I had had my doubts about Maggs ever since he had joined. He was earmarked for a cover career in journalism, and already had the worst characteristics of his future trade. But Smiley was unruffled.

“Oh well, I'm sure that in retrospect we owe Bill a great debt of thanks,” he replied calmly. “He administered the needle to a Service that had been far too long a-dying.” He made a fussy little frown of perplexity. “As to
new
traitors, I'm sure our present leader will have sown her discontents, won't she? Perhaps I'm one. I do find I become a great deal more radical in my old age.”

But believe me, we didn't thank Bill at the time.

There was Before the Fall and there was After the Fall and the Fall was Haydon, and suddenly there was not a man or woman in the Circus who could not tell you where he was and what he was doing when he heard the dreadful news.
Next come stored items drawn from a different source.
PR #1400, opened 2016-08-03
Built-in Silencing

portertech:
A implementation of https://github.com/sensu/sensu/issues/1328

Closes: https://github.com/sensu/sensu/issues/1328

Example event data with silencing attributes:

``` json
{
  "check": {
    "name": "check-http",
    "...": "..."
  },
  "client": {
    "name": "i-424242",
    "subscriptions": [
      "webserver",
      "staging"
    ],
    "...": "..."
  },
  "silenced": true,
  "silenced_by": [
    "*:check-http",
    "staging:*"
    "client:i-424242:*"
  ]
}
```

### DIFF
--- a/lib/sensu/api/http_handler.rb
+++ b/lib/sensu/api/http_handler.rb
@@ -95,8 +95,8 @@ module Sensu
           data = Sensu::JSON.load(@http_content)
           valid = data.is_a?(Hash) && rules.all? do |key, rule|
             value = data[key]
-            (value.is_a?(rule[:type]) || (rule[:nil_ok] && value.nil?)) &&
-              (value.nil? || rule[:regex].nil?) ||
+            (Array(rule[:type]).any? {|type| value.is_a?(type)} ||
+              (rule[:nil_ok] && value.nil?)) && (value.nil? || rule[:regex].nil?) ||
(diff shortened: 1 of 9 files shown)


calebhailey:
This looks great! 

cantwait

cwjohnston:
Looks legit to me! 😻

Old hands tell each other to this day of the silence in the corridors, the numbed, averted faces in the canteen, the unanswered telephones.

The greatest casualty was trust. Only gradually, like dazed people after an air attack, did we step shyly, one by one, from our shattered houses, and set to work to reconstruct the citadel. A fundamental reform was deemed necessary, so the Circus abandoned its ancient
nickname and the warren of Dickensian corridors and crooked staircases in Cambridge Circus that had housed its shame, and built itself instead a vile steel-and-glass affair not far from Victoria, where the windows still blow out in a gale and the corridors reek of stale cabbage from the canteen, and typewriter-cleaning fluid. Only the English punish themselves with quite such dreadful prisons. Overnight we became, in formal parlance, the Service, though the name “Circus” still occasionally crosses our lips in the same way as we speak of pounds, shillings and pence long after decimalisation.

The trust was broken because Haydon had been part of it. Bill was no upstart with a chip on his shoulder and a pistol in his pocket. He was exactly who he had always sneeringly described himself to be: Church and Spy Establishment, with uncles who sat on Tory Party committees, and a rundown estate in Norfolk with tenant farmers who called him “Mr. William.” He was a strand of the finely spun web of English influence of which we had perceived ourselves the centre. And he had caught us in it.

In my own case—I still claim a certain distinction for this—I actually succeeded in hearing the news of Bill's arrest twenty-four hours after it had reached the rest of the Circus, for I was incarcerated in a windowless mediaeval cell at the back of a run of grand apartments in the Vatican. I was commanding a team of Circus eavesdroppers under the guidance of a hollow-eyed friar supplied to us by the Vatican's own secret service, who would rather have gone to the Russians themselves than seek the assistance of their secular colleagues a mile up the road in Rome. And our mission was to winkle a probe microphone into the audience room of a corrupt Catholic bishop who had got himself involved in a drugs-for-arms deal with one of our disintegrating colonies—well, why be coy? It was Malta.